Activation of Complement Following Total Hip Replacement

• Published in: Scandinavian journal of immunology Vol. 83; no. 3; pp. 219 - 224
• Main Authors: Thordardottir, S., Vikingsdottir, T., Bjarnadottir, H., Jonsson, H., Gudbjornsson, B.
• Format: Journal Article
• Language: English
• Published: England Wiley Subscription Services, Inc 01.03.2016
• Subjects: Aged; Aged, 80 and over; Albumins - metabolism; Arthroplasty, Replacement, Hip; C-Reactive Protein - metabolism; Complement Pathway, Alternative; Complement Pathway, Classical; Complement System Proteins - metabolism; Female; Humans; Male; Middle Aged; Osteoarthritis - etiology; Osteoarthritis - immunology; Postoperative Complications - immunology
• ISSN: 0300-9475; 1365-3083
• DOI: 10.1111/sji.12411

The aim of this study was to investigate whether complement activation, via the classical and alternative pathways, occurs following a cemented total hip replacement (THR) surgery due to osteoarthritis. Blood samples were collected systematically from 12 patients – six male and six women, with a median age of 75 (range: 59–90 years) – preoperatively, 6 h post‐operatively and on the first, second and third post‐operative day. Total function of classical (CH50) and alternative pathways (AH50) was evaluated, along with the determination of serum concentrations of the complement proteins C3, C4, C3d, the soluble terminal complement complex (sTCC) sC5b‐9, as well as C‐reactive protein (CRP) and albumin.

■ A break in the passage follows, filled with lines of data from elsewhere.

PR #2483, opened 2026-07-05
fix(runtime): compact dropped operator inputs to bound queue memory

phil-opp:
## Issue

`InputBuffer::drop_oldest_inputs` (`binaries/runtime/src/operator/channel.rs`) enforced the per-input queue cap by overwriting evicted events with `None` tombstones (`*event = None`) instead of removing them. Those tombstones are only ever cleared by `pop_front` in `send_next_queued`, which does **not** run while the outgoing rendezvous send (`outgoing = flume::bounded(0)`) is still pending.

When a downstream operator stalls (a slow `on_event`), the input drain loop in `run` keeps calling `add_event` for each new input. Each call pushes one `Some` and converts at most one older entry to `None`. The number of live `Some` events stays capped, but the deque grows by one `Option::None` slot per received input **without bound**.

**Failure scenario:** an operator with a heavy `on_event` (e.g. a vision model) fed by a high-rate camera input under the default `drop_oldest` policy. The live-event count stays at the cap, but tombstones accumulate one per frame → unbounded memory growth → OOM. This defeats the bounded-memory guarantee the drop-oldest policy is supposed to provide. The node-side `Scheduler` (`apis/rust/node/src/event_stream/scheduler.rs`) already removes dropped entries rather than tombstoning.

## Fix

Compact the deque with `self.queue.retain(Option::is_some)` after the drop loop (only when `dropped > 0`), so the total length stays bounded by the effective cap. Compaction is safe: the in-flight send owns a moved-out `Event` (via `send_async`), never an index into the queue, and `VecDeque::retain` preserves FIFO order of the retained `Some` events.

## Validation

- Added a regression test (`drop_oldest_keeps_queue_bounded`) that pushes 1000 inputs at cap 3 and asserts the queue stays at length 3 with no tombstones. It fails without the `retain` line (queue would be ~1000) and passes with it.
- `cargo test -p dora-runtime`, `cargo clippy -p dora-runtime -- -D warnings`, and `cargo fmt --all -- --check` all pass.
- Full workspace `cargo test` / `cargo clippy --all` pass on the combined branch.

---

---

### DIFF
--- a/binaries/runtime/src/operator/channel.rs
+++ b/binaries/runtime/src/operator/channel.rs
@@ -138,7 +138,74 @@ impl InputBuffer {
         }
 
         if dropped > 0 {
+            self.compact();
             tracing::warn!("dropped {dropped} operator inputs because event queue was too full");
         }
+    }
+
+    /// Physically remove the `None` tombstones left by [`Self::drop_oldest_inputs`].
+    ///
+    /// Without this, a stalled operator (slow `on_event`) makes the deque grow
+    /// by one `Option::None` slot per received input forever — the number of
+    /// live `Some` events stays capped, but the tombstones are only ever cleared
+    /// by `pop_front` in `send_next_queued`, which never runs while the outgoing
+    /// send is pending. That defeats the bounded-memory guarantee of the
+    /// drop-oldest policy and leaks until OOM. `retain` preserves the FIFO order
+    /// of the surviving events.
+    fn compact(&mut self) {
+        self.queue.retain(Option::is_some);
+    }
+}
+
+#[cfg(test)]
+mod tests {
+    use super::*;
+
+    fn closed_event(id: &str) -> Event {
+        Event::InputClosed {
+            id: DataId::from(id.to_string()),
+        }
+    }
+
+    // The compaction that `drop_oldest_inputs` runs after evicting over-cap
+    // inputs must *physically* remove the `None` tombstones, not just leave them
+    // in place. Otherwise a stalled consumer accumulates one tombstone per
+    // dropped input without bound (they are only ever cleared by `pop_front` in
+    // `send_next_queued`, which does not run while the outgoing send is pending)
+    // — an unbounded memory leak that defeats the drop-oldest policy. This
+    // exercises the compaction primitive directly with the metadata-free
+    // `Event::InputClosed` stand-in (`compact` only distinguishes `Some`/`None`).
+    #[test]
+    fn compact_removes_tombstones_preserving_order() {
+        let mut buffer = InputBuffer::new(BTreeMap::new());
+        buffer.queue = VecDeque::from([
+            None,
+            Some(closed_event("a")),
+            None,
+            None,
+            Some(closed_event("b")),
+            None,
+        ]);
+
+        buffer.compact();
+
+        assert_eq!(
+            buffer.queue.len(),
+            2,
+            "every `None` tombstone must be removed, not merely nulled out"
+        );
+        let ids: Vec<String> = buffer
+            .queue
+            .iter()
+            .map(|e| match e {
+                Some(Event::InputClosed { id }) => id.to_string(),
+                _ => panic!("unexpected queue entry after compaction"),
+            })
+            .collect();
+        assert_eq!(
+            ids,
+            ["a", "b"],
+            "surviving events must keep their FIFO order"
+        );
     }
 }


phil-opp:
## 🤖 Automated code-review pass — summary

This PR is part of a batch opened by an automated Claude review of `origin/main`. All branches were cut from a freshly-fetched `origin/main`, verified individually (fmt + clippy + tests for the affected crate) and once more on the **combined diff** (full workspace `cargo test`, `cargo clippy --all -D warnings`, `cargo fmt --check`, `cargo check --examples`, plus the `/code-review` and `/simplify` gates — both came back clean). Each PR is **machine-generated** and should be reviewed carefully.

### PRs by category

**Correctness**
- #2483 — `fix(runtime)`: compact dropped operator inputs so a stalled operator under `drop_oldest` doesn't leak `None` tombstones without bound (OOM).
- #2484 — `fix(core)`: honor an operator `build:` command in the Python/WASM source-existence checks, matching custom-node / shared-library behavior (fixes false `dora doctor` / `dora system status` failures on unbuilt dataflows).
- #2485 — `fix(download)`: parse `Content-Disposition` filenames that carry trailing parameters (e.g. `filename="model.bin"; size=1000`) instead of writing the artifact under a junk name.

**Simplification**
- #2486 — `refactor(daemon)`: use the existing `DEFAULT_STOP_GRACE` constant in `stop_all` instead of a duplicated magic `10000`.

**Documentation**
- #2487 — `docs(recording)`: document the `dora-recording` public API with a compile-checked round-trip doctest.

### Rejected / not-filed findings (with reasons)

- **`dora logs --local --follow` ignores log rotation** — real bug (follow stops after a rotation), but a correct fix needs inode-level file-identity tracking across renames; a naive re-discovery causes duplicate or missed output. Too risky for a mechanical pass.
- **Timer tick mints two HLC timestamps** (`running_dataflow.rs`) — not anomalous: `spawn/prepared.rs` uses the same double-mint pattern, so it's an intentional convention (metadata vs event-wrapper timestamp); perf gain is negligible.
- **Duplicated byte-size parser** (`core::parse_byte_size` vs `message::ByteSize::from_str`) — genuine duplication, but consolidating narrows the accepted range on 32-bit targets (`usize` vs `u64`) and disturbs large mirrored test suites; low confidence it's wanted.
- **`download` buffers the whole body with no size cap** — a robustness/feature improvement rather than a clear defect, and likely overlaps in-flight download work.
- **Dead commented-out field** in `build/git.rs` — trivial one-liner, not worth a standalone PR.
- **`open_external_mappings` watchdog no-op for distributed dataflows** — verified intentional and documented, not a defect.

### Note on CI

The `Audit (cargo-audit + cargo-deny)` check is red on all of these PRs (and on `main`): it reports RUSTSEC advisories on pre-existing transitive dependencies — most notably `cxx` (RUSTSEC-2026-0202, **published 2026-07-05**), plus `paste`, `number_prefix`, `proc-macro-error2`, and `serial`. None of these PRs add or change any dependency, so this failure is pre-existing/environmental and can only be resolved by a maintainer dependency bump or advisory-allowlist update — out of scope here.

---

---

phil-opp:

The leak is real: `drop_oldest_inputs` evicts over-cap entries by setting `*event = None`, and those `None` tombstones are only ever removed by `pop_front` in `send_next_queued`. That path doesn't run while the outgoing rendezvous send future is still pending, so under a stalled operator (slow `on_event`) the deque grows by one tombstone per received input without bound — the live `Some` count stays capped, but total memory leaks until OOM. Adding `self.queue.retain(Option::is_some)` after the drop loop fixes this.

The compaction is safe: `retain` preserves FIFO order, nothing indexes into `queue` (both `send_next_queued` and `drop_oldest_inputs` only `pop_front`/`iter_mut`), and `send_next_queued` moves the event out via `pop_front` into `send_async(next)`, so the in-flight future owns it and holds no borrow into the deque being compacted. After compaction the total length is bounded by the sum of per-id caps, which also keeps the per-event `retain` cost at O(cap). The regression test (1000 inputs at cap 3) exercises exactly this scenario.

---

---

phil-opp:
## Merge-queue failure is a cross-PR batch conflict, not a defect in this PR

The `Test (ubuntu-latest)` failure that removed this PR from the queue is a compile error in the **batched** test PR, caused by an interaction with another in-flight PR — not a problem with this change against `main`.

The batch build failed with:

```
error[E0432]: no `ArrowTypeInfo` in `dora_message::metadata`
error[E0061]: Metadata::new takes 1 argument but 2 were supplied
   note: pub fn new(timestamp: uhlc::Timestamp) -> Self
```

That signature (`Metadata::new` with a single argument, and no `ArrowTypeInfo` in `dora_message::metadata`) does **not** exist on `main` — current `main` still has `Metadata::new(timestamp, type_info)` and `ArrowTypeInfo` in `metadata`. It only appears because the merge queue co-batched this PR with an in-flight refactor that drops the `type_info` parameter from `Metadata`. That refactor updated all existing call sites but naturally couldn't update the **new** unit test added here, so the combined tree fails to compile.

This PR compiles and tests cleanly against current `main` (`cargo test -p dora-runtime`, `clippy`, `fmt` all green), and GitHub reports it as mergeable (no conflict). Two clean resolutions:

1. Land this PR **before** the `Metadata` refactor — no changes needed.
2. If the refactor lands first, the new `drop_oldest_keeps_queue_bounded` test needs a one-line update to the new metadata constructor. I'm happy to push that update once the refactor is on `main` — just let me know (or it'll come through on the next re-queue that surfaces the new signature).

The production change itself (`self.queue.retain(Option::is_some)`) is independent of the `Metadata` API and is unaffected either way.

---

---

phil-opp:
/trunk merge

Re-queuing: this PR is still correct against current `main` (`caf62a0`) — `Metadata::new` there still takes `(timestamp, type_info)` and `ArrowTypeInfo` is still in `dora_message::metadata`, so the branch compiles and tests clean. The earlier removal was a co-batch compile conflict with the not-yet-merged `Metadata` refactor, not a defect here. The other four PRs from this review pass have now merged and the queue has drained, so this should get a clean batch. If it's co-batched with the `Metadata` refactor again and fails on that same `Metadata::new` arity error, I'll update the new test to the refactored constructor once that lands on `main`.

---

phil-opp:

No issues found in this diff.

Traced the fix against the current source:
- The leak is real. `drop_oldest_inputs` evicts over-cap entries by setting `*event = None`, and those tombstones are only cleared by `pop_front` in `send_next_queued`. That path is starved while the outgoing rendezvous send (`flume::bounded(0)`) is pending, so under a stalled operator the deque grows by one `None` per received input without bound — live `Some` count stays capped, but memory leaks until OOM.
- `self.queue.retain(Option::is_some)` runs only when `dropped > 0`, preserves FIFO order, and touches nothing in-flight (the event being sent was already moved out via `pop_front` into `send_async`, so no borrow into the deque). After compaction the total length is bounded by the sum of per-id effective caps, keeping the `retain` cost O(cap). This matches the node-side `Scheduler`, which already removes dropped entries rather than tombstoning.
- The regression test is valid: `DropOldest`'s `effective_cap(3) == 3`, and pushing 1000 inputs at cap 3 keeps `queue.len() == 3` only with the compaction — without it the deque grows ~1 slot per push. The `Metadata::new(timestamp, type_info)` call matches the current `main` signature, so it compiles.

Note (not a defect in this diff): the prior merge-queue failures were a co-batch compile conflict with an in-flight `Metadata` refactor, already documented above — the production change here is independent of that API.

---

phil-opp:
The re-queue keeps failing on the same root cause: this PR's new `drop_oldest_keeps_queue_bounded` test constructs an `Event::Input`, which needs a `Metadata` built via `Metadata::new(timestamp, type_info)` / `ArrowTypeInfo`. A queued-ahead PR refactors that API (drops `type_info`), so any batch that puts the refactor ahead of this one fails to compile the test. This PR is correct against current `main` (`c244bb5` still has the 2-arg signature) — it just can't co-merge behind that refactor.

Three ways forward, your call:

1. **Land this ahead of the `Metadata` refactor** — zero changes needed.
2. **I decouple the test from `Metadata`** — I can rework it to exercise the tombstone-compaction primitive directly (no `Event::Input`/`Metadata` construction), so it compiles against both the current and refactored API and merges regardless of queue order. Slightly narrower coverage, but unblocks immediately. Say the word and I'll push it.
3. **I update the one test line** to the new constructor once the refactor lands on `main`.

The production fix itself (`self.queue.retain(Option::is_some)`) is independent of the `Metadata` API and unaffected either way.

---

phil-opp:
/trunk merge

Pushed option 2 (force-pushed a rebase onto current `main`, `c244bb5`). The branch no longer depends on the `Metadata`/`ArrowData` construction API, so it now compiles regardless of where the `Metadata` refactor sits in the queue:

- The production fix is unchanged in behavior — I just extracted the compaction into a small `compact()` method (`retain(Option::is_some)`, order-preserving) called from `drop_oldest_inputs`.
- The regression test now exercises `compact()` directly using the metadata-free `Event::InputClosed` as stand-in payload (compaction only distinguishes `Some`/`None`), instead of constructing an `Event::Input` with `Metadata::new(..)`. That was the only thing coupling this PR to the refactored API.

Trade-off: the test now covers the compaction primitive rather than the full 1000-input integration path, but it directly guards the leak (tombstones must be physically removed, not just nulled). Verified locally: `cargo test -p dora-runtime`, `clippy -D warnings`, and `fmt --check` all green.

The earlier force-push replaced only a main-merge commit (no unique changes) with this rebase, so no work was lost.

---

PR #2484, opened 2026-07-05
fix(core): honor operator build command in Python/WASM source checks

phil-opp:
## Issue

`check_dataflow` (`libraries/core/src/descriptor/validate.rs`) skips the on-disk source existence check when a node/operator declares a `build:` command, because the artifact is produced by that build. This guard is present for **custom nodes** (`custom.build.is_some()`) and **shared-library operators** (`operator_definition.config.build.is_some()`), but was **missing** from the Python and WASM operator arms:

```rust
OperatorSource::Python(python_source) => {
    ...
    } else if !working_dir.join(path).exists() {   // no build.is_some() skip
        bail!("no Python library at `{path}`");
    }
}
OperatorSource::Wasm(path) => {
    ...
    } else if !working_dir.join(path).exists() {   // same gap
        bail!("no WASM library at `{path}`");
    }
}
```

**Failure scenario:** a runtime node with a Python (or WASM) operator whose source artifact is generated by its `build:` command. Validation that runs *before* the build — e.g. `dora doctor` and `dora system status`, which call `Descriptor::check()` on an unbuilt dataflow — bails with `no Python library at ...` / `no WASM library at ...`, while the equivalent custom-node and shared-library cases pass. The four source kinds behaved inconsistently.

## Fix

Add the same `else if operator_definition.config.build.is_some()` skip (with the existing `info!("skipping path check for operator with build command")` log) to both the Python and WASM arms, so all four source kinds behave consistently.

## Validation

- Added two regression tests via the WASM arm: one asserts a missing source with a `build:` command passes `check_dataflow`, the other asserts a missing source **without** a build command is still rejected with `no WASM library`. The tests use the WASM arm deliberately so they don't require an installed Python `dora-rs` runtime (`check_python_runtime` spawns a Python subprocess); the Python arm now carries the identical guard.
- `cargo test -p dora-core`, `cargo clippy -p dora-core -- -D warnings`, and `cargo fmt --all -- --check` all pass.

---

---


phil-opp:

The Python and WASM operator-source arms were missing the `build.is_some()` guard that the `SharedLibrary` and custom-node arms already carry; adding it to both makes all four source kinds consistent, so a runtime operator whose artifact is produced by a `build:` command is no longer rejected by the on-disk existence check before that build runs. The regression tests exercise the WASM arm.

---

---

Measurements of CRP and albumin levels elucidated a marked inflammatory response following the operation. The CH50, AH50 and C3 and C4 levels were significantly lower 6 h after the surgery compared with the preoperative levels, but elevated above the preoperative levels during the following 3 days. The complement activation product C3d levels increased continually during the whole observation period, from 13.5 AU/ml (range: 8–19 AU/ml) preoperative to 20 AU/ml (range: 12–34 AU/ml) on the third post‐operative day. Furthermore, we observed an increase in the sC5b‐9 levels between the preoperative and the third post‐operative day. These results demonstrate a significant activation of the complement system following cemented THR. Further studies are needed to elucidate the time frame and the pathogenic role of this observed complement activation.